Translated by Michael Emmerich
I loved the beginning of this book. Loved it. It has a sense of dreamy immediacy, which might seem contradictory but, whatevs. Here’s how it opens:
I walked on, and something was following.
Enough distance lay between us that I couldn’t tell if it was male or female. I ignored it, kept walking.
I had set out before noon from the guest house on the inlet, headed for the tip of the cape. I stayed there last night, in that small building set amidst an isolated cluster of private houses, run by a man and woman who, judging by their ages, were mother and son.
Who is following our narrator? What do they want, if anything? When I started reading, I ignored the follower, much like Kei did. She’s wandering around Manazuru, a Japanese beach town. She’s trying to sort through her husband’s abrupt disappearance, which, despite having happened years ago, still haunts her.

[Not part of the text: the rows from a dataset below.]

PR #317, opened 2023-06-13
Disable the submit and save buttons if the form isn't loaded

Windvis:
This prevents an edge case where an exception is thrown if the user clicks the submit button before the form is loaded.


app/components/public-services/details-page.js
```diff
@@ -156,6 +172,10 @@ export default class PublicServicesDetailsPageComponent extends Component {
 
   @dropTask
   *saveSemanticForm() {
+    if (!this.canSave) {
+      return;
+    }
```
Windvis, line 177: Whoops, it seems I didn't properly test the flow again after adding this. This always fails since the task is running.

PR #428, opened 2025-03-05
[DL-3685] Address selection improvements

Windvis:
The app uses an address selector component in several modules. This code predates the creation of the [`@lblod/ember-address-search` addon](https://github.com/lblod/ember-address-search), so we can now remove a lot of it by switching to the addon version.

While testing I also noticed a bug in the eredienst mandatenbeheer version, so I fixed that as well.

### Test instructions
There are 3 modules that use the address selector, so there are different testing flows
#### Leidinggevendenbeheer
1. Log in as a gemeente
2. Go to the leidinggevendenbeheer module
3. Click the button next to one of the functies
4. Click the "bewerk" button next to the contact information at the top
5. Add and edit the address and see if saving and loading still works as expected
6. Also try this with an address that has a "busnumber" (I used "Nijlse baan 3A", but feel free to use something)

#### Eredienst mandatenbeheer / Eredienst bedienarenbeheer
These are separate modules, but the address selection flow is very similar.

1. Log in as a worship service
2. Go to mandatenbeheer or bedienarenbeheer module
3. Select a bedienaar / mandaat or create a new one if there aren't any yet
4. edit the contact info and add / edit the address


benjay10 (approved):
This worked perfectly on my machine

Riadabd (approved):
Works as expected on my end as well :+1:

Windvis:
Thanks for the reviews!

PR #461, opened 2026-04-09
[DL-7261] Update user manual links

Windvis:
This replaces all references to the old Gitbook with the new links. 

The "help" link now also points to the most specific one, based on where the user is located in the app.

### DIFF
--- a/app/helpers/relevant-user-manual-link.js
+++ b/app/helpers/relevant-user-manual-link.js
@@ -1,0 +1,33 @@
+import Helper from '@ember/component/helper';
+import { service } from '@ember/service';
+
+const defaultManualLink =
+  'https://abb-vlaanderen.gitbook.io/hoofdloket-handleiding-loket-lokale-besturen';
+
+/**
+ * A helper that looks the meta data of all active routes and retrieves the userManualLink value and falls back to the generic loket manual if none is found.
+ */
+export default class RelevantUserManualLink extends Helper {
+  @service router;
+
+  compute() {
+    let manualLink = defaultManualLink;
+    let route = this.router.currentRoute;
+
+    do {
+      if (route.metadata?.userManualLink) {
+        manualLink = route.metadata.userManualLink;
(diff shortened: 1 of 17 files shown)


app/templates/login.hbs
Windvis, line 1: Technically these links aren't visible anymore, since the new-loket login page is displayed on all environments, but it felt wrong to leave the old links in the code.

app/helpers/relevant-user-manual-link.js
```diff
@@ -0,0 +1,32 @@
+import Helper from '@ember/component/helper';
+import { service } from '@ember/service';
+
+const defaultManualLink = 'https://abb-vlaanderen.gitbook.io/handleiding-loket';
```
wolfderechter: shouldn't it be https://abb-vlaanderen.gitbook.io/hoofdloket-handleiding-loket-lokale-besturen/ ?

app/templates/supervision/submissions/index.hbs
```diff
@@ -28,6 +28,13 @@
   />
 </div>
 
+<AuAlert @skin="warning" @icon="alert-triangle" @size="small">
```
wolfderechter: should this be an info alert instead of warning?

app/helpers/relevant-user-manual-link.js
Windvis: Yes, it seems I copied the wrong one, thanks

app/templates/supervision/submissions/index.hbs
Windvis: I just matched the alert setup that was already present in some of the other modules since that's what they asked in the ticket, but I'm not really convinced by it myself.

Windvis: Ok, you were right, I changed both to an info and changed the icon:

image

Still don't really like it, but better than before, thanks.

PR #464, opened 2026-04-17
[DL-7300]: Use relevantAdministrativeUnit filter by default

NikiDeVisscher:


app/templates/search.hbs
```diff
@@ -7,13 +7,22 @@
...
+          />
+        </div>
         <div class="au-o-box au-o-box--small">
           <ConceptSchemeFilter
             @conceptScheme={{this.themeConceptScheme}}
             @selected={{this.themeRecords}}
             @onChange={{this.updateThemeFilter}}
             @label="Thematisch"
-            @isOpenInitially={{true}}
+            @isOpenInitially={{not (is-empty this.typeRecords)}}
```
wolfderechter:
```suggestion
            @isOpenInitially={{not (is-empty this.themeRecords)}}
```

app/controllers/search.js
```diff
@@ -32,6 +32,7 @@ export default class SearchController extends Controller {
   @tracked themes = [];
   @tracked authorities = [];
   @tracked administrativeUnits = [];
+  @tracked useDefaultUnitFilter = true;
```
wolfderechter: I would rename this to `useDefaultAdminUnitFilter` maybe

wolfderechter (approved):
Looks good, but I feel like we are missing a button to reset the filters. The queryparams can get quite sticky now, once the useDefaultUnitFilter is set to false users can't really go back to the default view. Maybe needs a followup ticket

PR #472, opened 2026-04-30
Convert vendor-selector to .gjs single-file component

cecemel:


Windvis:
I'll leave this one out for now. We can just run the codemod to convert all the components in the future.

PR #474, opened 2026-05-19
[DL-7361] Conditionally redirect to an external login page

Windvis:
In production we want to display an external login page instead of the default one.

Frontend based implementation of https://github.com/lblod/app-digitaal-loket/pull/736 which doesn't have the same issue.

### DIFF
--- a/app/routes/login.js
+++ b/app/routes/login.js
@@ -1,10 +1,16 @@
 import Route from '@ember/routing/route';
 import { inject as service } from '@ember/service';
+import config from 'frontend-loket/config/environment';
 
 export default class LoginRoute extends Route {
   @service() session;
 
   beforeModel() {
-    this.session.prohibitAuthentication('index');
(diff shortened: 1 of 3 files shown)


app/routes/login.js
```diff
@@ -1,10 +1,16 @@
...
 
 export default class LoginRoute extends Route {
   @service() session;
 
   beforeModel() {
-    this.session.prohibitAuthentication('index');
+    if (this.session.prohibitAuthentication('index')) {
+      const { loginPageRedirectUrl } = config;
+      if (!loginPageRedirectUrl.startsWith('{{')) {
+        window.location = loginPageRedirectUrl;
```
Windvis, line 12: The current setup would also redirect users who directly browse to `/login`, but it needs to be confirmed by Pieter if this is wanted or not.

If it's not we need to go with the requireAuthentication based solution again.

Edit: confirmed during standup.

PR #475, opened 2026-06-05
Prefill the "vendor selector" filter

Windvis:
Depends on https://github.com/lblod/app-digitaal-loket/pull/741

**Test instructions**
- Set up the app with the code from this pr: https://github.com/lblod/app-digitaal-loket/pull/741
- log in as a worship user (For example: St. Amatus Vleteren)
- Go to the Bedienaren and mandatenbeheer modules and check that the "bron" filter is prefilled (only works for Vanden Broele at the moment)


app/components/eredienst-mandatenbeheer/vendor-selector.gjs
```diff
@@ -0,0 +1,42 @@
...
+import { action } from '@ember/object';
+import PowerSelect from 'ember-power-select/components/power-select';
+
+const NO_PROVENANCE_VENDOR_ID = 'none';
+const VANDEN_BROELE_VENDOR_ID = 'b1e41693-639a-4f61-92a9-5b9a3e0b924e';
+
+export default class MandatenbeheerVendorSelectorComponent extends Component {
+  // TODO: hardcoded for now, only one real vendor exists in production.
+  // Once more vendors exist, fetch them from the API
+  // (store.query('vendor', { page: { size: 100 }, sort: 'name' })) instead.
```
Windvis: When testing I did notice some other (test) vendors like `iDemoVedendor#2000`. I assume we don't have any "real" vendors yet, so still kept it as is, but I can also change it if needed. We load the data already anyways.

app/routes/eredienst-mandatenbeheer/mandatarissen.js
```diff
@@ -53,10 +55,28 @@ export default class EredienstMandatenbeheerMandatarissenRoute extends Route.ext
...
+  beforeModel(transition) {
     const mandatenbeheer = this.modelFor('eredienst-mandatenbeheer');
     this.mandatenbeheer = mandatenbeheer;
+
+    const qps = transition.to.queryParams;
+
+    if (!this.hasInitializedVendorDefault) {
+      this.hasInitializedVendorDefault = true;
+
+      if (!qps.vendorId) {
```
Windvis, line 70: Not 100% sure if this is the behaviour we want. At the moment we will always set it to the vendor id if the query param isn't set (only on the first page load).

But it looks a bit strange if the user clears the filter and then refreshes for example, since it would then get reset to the default again.

app/components/eredienst-mandatenbeheer/vendor-selector.gjs
cecemel: That's QA data. Either case the hard coded ones, could be replace query the vendors that server the eenheid. So basically query the list there is in the DB. just a bit thorn by the "no vendor case" but not sure i want to tackle that now and it's worth the effort.

app/routes/eredienst-mandatenbeheer/mandatarissen.js
cecemel: Mm yeah; not ideal. But if you pass the parameters coming from a parent route, it's a complication AND a thing to consider when eventually this gets moved to a subapp. So i would keep it like that. It's a bit weird, but also, likely users don't always have very specific view on how exactly refresh behaviour with query params *should* work :-)

cecemel (changes requested):

app/components/eredienst-mandatenbeheer/vendor-selector.gjs
Windvis: With the `"no vendor case" ` you mean users who do not have a vendor, so the dropdown would only display "loket for lokale besturen" which would then not really do anything either?

We can just hide the select for those cases maybe?

app/routes/eredienst-mandatenbeheer/mandatarissen.js
Windvis: I've added an `"all"` "id" and set that when the user clears the selector, so after a reload we still know they cleared it.

app/components/eredienst-mandatenbeheer/vendor-selector.gjs
cecemel: good idea

app/routes/eredienst-mandatenbeheer/mandatarissen.js
cecemel: ok

cecemel (approved):

PR #476, opened 2026-06-12
[DL-7409] New loket flag cleanup

Windvis:
The new loket code has been deployed to production for a while now, so we can remove the flag and all the old code we no longer need.


cecemel (approved):
clicked around, no issue found. Ask QA to be throughout ;-0

PR #477, opened 2026-07-10
[DL-7363] fix download files containing special characters

DamonKennes:
[DL-7363]

Fix to allow files containing special characters in their titels (E.g. ^) to be downloaded as a zip.

TO TEST:
see https://github.com/lblod/frontend-toezicht-abb/pull/82 and https://github.com/lblod/frontend-worship-decisions/pull/47


Windvis (approved):
Thanks!

PR #482, opened 2026-08-10
[DL-7488] Appuniversum v4

Windvis:
Guide: https://github.com/appuniversum/ember-appuniversum/pull/566

We already resolved the deprecations so no real code changes needed other than to get the new dependency versions working correctly.


app/components/impersonation-menu.gjs
```diff
@@ -1,9 +1,7 @@
-import {
-  AuDropdown,
-  AuPill,
-  AuLink,
-  AuButton,
-} from '@appuniversum/ember-appuniversum';
```
Windvis, line 6: This barrel file was removed in v4 and not really documented either.

PR #6322, opened 2021-10-19
Add new PHP resources from coderlessons (RU)

ShkiperMe:
## What does this PR do?
Add new PHP resources from coderlessons

PR #6325, opened 2021-10-19
Add new Python resources from coderlessons (RU)

ShkiperMe:
## What does this PR do?
Add new Python resources from coderlessons


davorpa:
More or less like in https://github.com/EbookFoundation/free-programming-books/pull/6322#issuecomment-946828947

PR #6507, opened 2021-10-29
Create translate hindi to english

Wraithh00:
with this it can be converted from one language to another language  that too easily

## What does this PR do?
Add resource(s) | Remove resource(s) | Add info | Improve repo

## Checklist:
- [ ] Read our [contributing guidelines](https://github.com/EbookFoundation/free-programming-books/blob/master/CONTRIBUTING.md)
- [ ] Search for duplicates.
- [ ] Add needed indications (PDF, access notes, under construction)

## Follow-up

### DIFF
--- a/translate hindi to english
+++ b/translate hindi to english
@@ -1,0 +1,6 @@
+from googletrans import Translator
+
+translator = Translator()
+
+out =translator.translator("मेरा नाम गुरप्रीत सिंह है।",dest="en")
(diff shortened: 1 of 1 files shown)


LuigiImVector:
It would be enough to use google translate but in order to maintain a certain level of quality we avoid using it and we rely only on users' translations. Thanks anyway.

Issue #5983, opened 2021-10-06
proposal(docs): repository badges


davorpa:
I've checked for all governance documents and the conclusion is we have the possibility to add:

- Awesome (already present)
- Contributor Covenant (as suggested at [www.contributor-covenant.org](https://www.contributor-covenant.org/#how-to-adopt-contributor-covenant))
- CC license (see [this gist](https://gist.github.com/qvil/5e3ed56c26d784e51424621119cc4028) for other designs)

An example, following other repositories, could be:

![image](https://user-images.githubusercontent.com/3125580/136253819-bf96c416-cc44-45bb-a599-812aff08b3e7.png)

Of course, this is a draft, not pushed into my fork yet. It can be placed at other part or files like CONTRIBUTING or HOWTO

If is taken as is, I'll also opt for remove it from 1st heading.

We reach an agreement among the entire community as to whether it is useful, its place and/or the order of the badges.

LuigiImVector:
I think that's a good idea, maybe the Contributor Covenant badge could be placed in CONTRIBUTING.md

![image](https://user-images.githubusercontent.com/59611597/137194578-8155da58-1a4a-4df3-ad91-0c19807dff3c.png)

davorpa:
More proposed badges at #6697

PR #6631, opened 2021-12-01
Add badges

LuigiImVector:
## What does this PR do?
Improve repo

### Description

Added badges on README and CONTRIBUTING (see #5983)

## Checklist:
- [X] Search for duplicates.

## Follow-up

### DIFF
--- a/docs/CONTRIBUTING.md
+++ b/docs/CONTRIBUTING.md
@@ -1,7 +1,5 @@
 *[Read this in other languages](../README.md#translations)*
 
-[![Contributor Covenant](https://img.shields.io/badge/Contributor%20Covenant-2.1-4baaaa.svg)](CODE_OF_CONDUCT.md)
-
 ## Contributor License Agreement
 By contributing you agree to the [LICENSE](https://github.com/EbookFoundation/free-programming-books/blob/main/LICENSE) of this repository.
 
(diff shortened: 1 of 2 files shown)


davorpa:
I'd preffer all in the same site like in other repos

LuigiImVector:
> I'd preffer all in the same site like in other repos.

@eshellman what do you think?

eshellman:
I'm not a big fan of badges. The introduce a dependency.
For the CC license, if we want a badge we should use the one from Creative Commons. For the "Contributor Covenant", our CoC is "adapted from Contributor Covenant" but we don't use the words "Contributor Covenant" except on the CoC attribution, so I worry that the added language on the README might be confusing.
I would like to move the "Awesome" badge to below the fold. It's nice to have but oddly prominent on our page.

LuigiImVector:
I removed the CoC badge to avoid confusion. The official CC license badge doesn't have the same height of "awesome" badge:

image

I think that the unofficial badge is ok but if it is not so, I kick it out and leave the "awesome" badge under the title.

docs/CONTRIBUTING.md
```diff
@@ -1,6 +1,5 @@
 *[Read this in other languages](../README.md#translations)*
 
-
```
davorpa, line 3: Empty line removed :wink:

PR #6726, opened 2022-02-20
Fix link to Hebrew assembly book

oshaked1:
Previous link led to the python book.

## What does this PR do?
Fix link

Previous link was a duplicate to the python book that is listed as well.

Same domain and author as the OS, python and networking books on the same page.


davorpa (approved):
Nice catch!!

eshellman:

Issue #6107, opened 2021-10-09
What's a programming playground?


eshellman:
in pr #5885 , there's a question about what types of resources should be in the playgrounds list. Comments specific to #5885 should go there, general comments and suggestions for our documentation can go here.

PR #6817, opened 2022-04-05
Added playground definition

Suman373:
Added a small definition about programming/coding playgrounds for making it understandable to beginners

## What does this PR do?
Add Info

It is valuable because it explains what coding playground is in few lines.
## Checklist:
- [ ] Read our [contributing guidelines](https://github.com/EbookFoundation/free-programming-books/blob/main/docs/CONTRIBUTING.md)
- [ ] Search for duplicates.
- [ ] Add needed indications (PDF, access notes, under construction)

## Follow-up

### DIFF
--- a/README.md
+++ b/README.md
@@ -182,6 +182,8 @@ Free Podcasts and Screencasts:
 
 ### Programming Playgrounds
 
+Whether you're a beginner programmer or an expert developer, code/programming playgrounds are useful when sharing and learning with others. A programming playground is an online service where you can write, compile(or run), and share code with others. They also allows you to fork and get your hands dirty by playing around with other's code.
+
 + [Chinese / 中文](more/free-programming-playgrounds-zh.md)
 + [English](more/free-programming-playgrounds.md)
 


CleanMachine1:
This seems unnecessary to me since a "programming playground"  to me says "mess about with a programming language online with a repl or similar" and also out of place, since the rest of the types of resources do not have a description. 

I think if this were to be implemented into the README, it should be applied to all of the other types of resources, however this would be cluttering and make the README less succinct, which make it seem just like fluff.

Either way, this is way to long, it should be a brief description.

Suman373:
> This seems unnecessary to me since a "programming playground" to me says "mess about with a programming language online with a repl or similar" and also out of place, since the rest of the types of resources do not have a description.
> 
> I think if this were to be implemented into the README, it should be applied to all of the other types of resources, however this would be cluttering and make the README less succinct, which make it seem just like fluff.
> 
> Either way, this is way to long, it should be a brief description.

> Should I shorten the definition instead?

Suman373:
> That would be a good start but I'm still weary with adding this.

> Alright! No problem, I'll close the pr. Lmk if I could fix any other issues !

CleanMachine1:
Lets get the opinion of others before closing, since I am just one of many reviewers :)

Suman373:
> Sure. :))

davorpa:
Related with #6107

eshellman:
I agree this category would benefit from some explanation. The proposed explanation is perhaps too specific - there are some resources that don't quite fit the explanation. In particular, there are some games that would fit well here. The shorter the better. Maybe "try it!" is enough?

Suman373:
> Yeah, I think shortening the explanation and adding "try it " would seem better!

Suman373:
> That could be done as well.

davorpa:
Closed in preference of #6817

Issue #5491, opened 2021-08-18
UI Improvement


Aanchal116:
The current UI seems to be very plain with no headers and footers. I would like to propose working on making the website more attractive.

eshellman:
I assume you mean https://ebookfoundation.github.io/free-programming-books Very little has but done on the design/cosmetics, so there's plenty of room to improve. But can't change our markdown style. PRs welcome, incremental improvements are better than complete overhauls.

Speaking of hauntings, I started to like the book a little less when it’s implied that the things that Kei sees following her are ghosts. Maybe. Very Turn of the Screw-ish. It was off to me that a book so invested in the small realities of human life, eating, sleeping, bathing, would veer off into ghost story territory. But perhaps that’s exactly the kind of story where you should expect to find ghosts. The ghost of Rei, or at least the thought of him, rarely, if ever, leaves Kei. She cannot shake the unease of not knowing what happened to him. Did he really just up and leave her? Is he alive somewhere, or not? Towards the beginning of the book she mentions that he’s been gone long enough for a divorce, not long enough to be declared dead. But she makes no moves towards either resolution.
She drifts though life, like she drifts back to the sea.
Can we talk about the food for a minute? This passage had me ready to plan my next vacation in Japan:
I ordered a set lunch. Horse mackerel sashimi.
The fish wasn’t minced, as it generally is, but sliced into piece as large as the ball of my thumb and served with finely chopped ginger and perilla leaves. The mixture was sensuously moist and slightly chewy – the cook must have let the fish marinate in soy sauce for a time. I finished everything: the soup, a fish-bone stock flavored with miso, and a heaping bowl of rice.
This reminds me of Jeffery Steingarten’s essay about how when he travels he loves eating the local cuisine, but is always craving a juicy burger upon arriving home (to paraphrase something I read years ago and can’t put my finger on at the moment). That is, until he visits Japan and has the most amazing sushi of his life. Then he dreams of perfect sushi after his juicy burger. I can’t say I’d mind experiencing that for myself.